== Materials provided
PR #4695, opened 2024-02-13
Obtain exact time (real) when particles hit boundaries + test

EyaDammak:
This PR is adding a new **real attribute** for the time called **"time_scraped"** in the buffer of the particles absorbed in the boundaries. This new attribute calculates the real time when the particle hits the embedded boundary at the exact point of contact. 
The PIC iteration at which each particle was absorbed at the boundary remains saved as an integer but it is called now **"step_scraped"** rather than "timestamp". 

_**Note 1:** Note that the attributes are accessed in the Python function ts.get_particle() respectively by **'timeScraped' and 'stepScraped'**. For the Python function buffer.get_particle_boundary_buffer(), the names remain 'time_scraped' and 'step_scraped'_

_**Note 2:** We changed how to read in the dictionary in the file Source/Python/Particles/PinnedMemoryParticleContainer.cpp_

_**Note 3:** It still needs to calculate the exact point of contact + exact time for the regular boundaries. The real time added for the regular boundaries is temporary_

PR #4702, opened 2024-02-17
Save the normal components in the particle buffer when there is EB

EyaDammak:
This PR completes the PR #4695. It saves in the particle buffer the normal components when there are embedded boundaries. The calculation of the normal components were also modified: we take now in account the weights of the cell-centered nodes.

Note: new option for the function compute_weights() --> nodal=0 or 1 (1 by default)
nodal=0: we calculate the cell-centered indices
nodal=1: we calculate the nodes indices

PR #4710, opened 2024-02-20
Update of the time saved for scraped particles on the boundaries

EyaDammak:
Update of the PR #4695
From the buffer of scraped particles, we can have access now to:
-the integer "stepScraped" which corresponds to the PIC iterations just before each particle hits boundaries (EB + regular boundaries)
-The real "deltaTimeScraped" which corresponds to the fraction of time between the time associated with the last step and the exact time when each particle hits an EB (for the regular boundaries, it is equal to 0 --> we still need to calculate it). This real is between 0 and dt.

### DIFF
--- a/Docs/source/usage/parameters.rst
+++ b/Docs/source/usage/parameters.rst
@@ -1539,7 +1539,7 @@ are applied to the grid directly. In particular, these fields can be seen in the
     ``warpx.Bz_external_grid_function(x,y,z)`` to initialize the external
     magnetic field for each of the three components on the grid.
     Constants required in the expression can be set using ``my_constants``.
-    For example, if ``warpx.Bx_external_grid_function(x,y,z)=Bo*x + *(y + z)``
+    For example, if ``warpx.Bx_external_grid_function(x,y,z)=Bo*x + delta*(y + z)``
     then the constants `Bo` and `` required in the above equation
     can be set using ``my_constants.Bo=`` and ``my_constants.delta=`` in the
     input file. For a two-dimensional simulation, it is assumed that the first dimension
--- a/Docs/source/usage/parameters.rst
+++ b/Docs/source/usage/parameters.rst
@@ -416,9 +416,9 @@ Domain Boundary Conditions
 
 * ``boundary.verboncoeur_axis_correction`` (`bool`) optional (default `true`)
     Whether to apply the Verboncoeur correction on the charge and current density on axis when using RZ.
-    For nodal values (rho and Jz), the cell volume for values on axis is calculated as :math:`\pi*\Delta r^2/4`.
+    For nodal values (rho and Jz), the cell volume for values on axis is calculated as :math:`\pi*\ r^2/4`.
     In :cite:t:`param-VerboncoeurJCP2001`, it is shown that using
-    :math:`\pi*\Delta r^2/3` instead will give a uniform density if the particle density is uniform.
+    :math:`\pi*\ r^2/3` instead will give a uniform density if the particle density is uniform.
 
 Additional PML parameters
 -------------------------
@@ -430,7 +430,7 @@ Additional PML parameters
     Whether or not to use an amrex::DistributionMapping for the PML grids that is `similar` to the mother grids, meaning that the
     mapping will be computed to minimize the communication costs between the PML and the mother grids.
 
-* ``warpx.pml_delta`` (`int`; default: 10)
+* ``warpx.pml_`` (`int`; default: 10)
     The characteristic depth, in number of cells, over which
     the absorption coefficients of the PML increases.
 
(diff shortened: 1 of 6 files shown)


Source/Particles/ParticleBoundaryBuffer.cpp
```diff
@@ -101,7 +101,7 @@ struct FindEmbeddedBoundaryIntersection {
 
         // Also record the real time on the destination
         dst.m_runtime_idata[m_step_index][dst_i] = m_step;
-        dst.m_runtime_rdata[m_time_index][dst_i] = m_step*m_dt + (1- dt_fraction)*m_dt;
+        dst.m_runtime_rdata[m_delta_index][dst_i] = (1- dt_fraction)*m_dt;
```
RevathiJambunathan:
```suggestion
        dst.m_runtime_rdata[m_delta_index][dst_i] = (1._rt- dt_fraction)*m_dt;
```

Source/Particles/ParticleBoundaryBuffer.cpp
```diff
@@ -151,7 +151,7 @@ struct CopyAndTimestamp {
             dst.m_runtime_idata[j][dst_i] = src.m_runtime_idata[j][src_i];
         }
         dst.m_runtime_idata[m_step_index][dst_i] = m_step;
-        dst.m_runtime_rdata[m_time_index][dst_i] = m_step*m_dt;
+        dst.m_runtime_idata[m_delta_index][dst_i] = 0*m_dt; //delta_fraction is putted as zero, we need to calculate it
```
RevathiJambunathan:
```suggestion
        dst.m_runtime_idata[m_delta_index][dst_i] = 0._rt; //delta_fraction is initialized to zero
```
Just checking . if its set to 0., we dont need to multiple with `m_dt`? 
also this is where its getting initialized and will be computed later in `FinedEmbeddedBoundaryIntersection`

EyaDammak: Yes exactly, for now we don't have yet the deltaTimeScraped for regular boundaries. We just assume that it is equal to 0 temporarily. I just did 0*dt to remember that we have to calculate the dt_fraction for the regular boundaries. 
Yes, we can just put it equal to 0 for now!
Thank you for the review Revathi!!

RevathiJambunathan:
Note : Merge this PR after #4702 due to conflits in the doc for set_Step, time_scraped in #4702

Docs/source/usage/parameters.rst
```diff
@@ -2752,10 +2752,10 @@ The data collected at each boundary is written out to a subdirectory of the diag
 By default, all of the collected particle data is written out at the end of the simulation. Optionally, the ``<diag_name>.intervals`` parameter can be given to specify writing out the data more often.
 This can be important if a large number of particles are lost, avoiding filling up memory with the accumulated lost particle data.
 
-In addition to their usual attributes, the saved particles have an integer attribute ``step_scraped``, which
+In addition to their usual attributes, the saved particles have an integer attribute ``stepScraped``, which
 indicates the PIC iteration at which each particle was absorbed at the boundary,
-and a real attribute ``time_scraped``, which indicates the exact time calculated when each
-particle hits the EB.
+and a real attribute ``deltaTimeScraped``, which indicates the fraction of time between the time associated to the last step
+and the exact time when each particle hits the boundary. ``deltaTimeScraped`` is a real between 0 and dt.
```
RemiLehe: Thanks for adding this in the documentation.
Could you also add these attributes in the table here:
https://github.com/ECP-WarpX/WarpX/blob/development/Docs/source/developers/particles.rst#particle-attributes
In the `Notes`, you can add that this is only saved for particles collected at the boundaries (in the boundary buffers, and the corresponding `BoundaryScraping` Diagnostic)

```suggestion
and the exact time when each particle hits the boundary. ``deltaTimeScraped`` is a real between ``0`` and ``dt``.
```

Source/Particles/ParticleBoundaryBuffer.cpp
```diff
@@ -151,7 +152,7 @@ struct CopyAndTimestamp {
             dst.m_runtime_idata[j][dst_i] = src.m_runtime_idata[j][src_i];
         }
         dst.m_runtime_idata[m_step_index][dst_i] = m_step;
-        dst.m_runtime_rdata[m_time_index][dst_i] = m_step*m_dt;
+        dst.m_runtime_rdata[m_delta_index][dst_i] = 0._rt; //delta_fraction is initialized to zero
```
RemiLehe, line 186: Could you open an issue (https://github.com/ECP-WarpX/WarpX/issues) so that we remember to fix this?
(You could also add that we need to save the normal in this case.)

RemiLehe (changes requested):
Thanks! I added a few comments.

Source/Particles/ParticleBoundaryBuffer.cpp
EyaDammak: https://github.com/ECP-WarpX/WarpX/issues/4718

Docs/source/usage/parameters.rst
EyaDammak: I opened a new PR for that:  #4719!

RemiLehe (approved):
====
Each line holding "shown" should be copied from the material above.

> _The answer_
     In :cite:t:`param-VerboncoeurJCP2001`, it is shown that using
(diff shortened: 1 of 6 files shown)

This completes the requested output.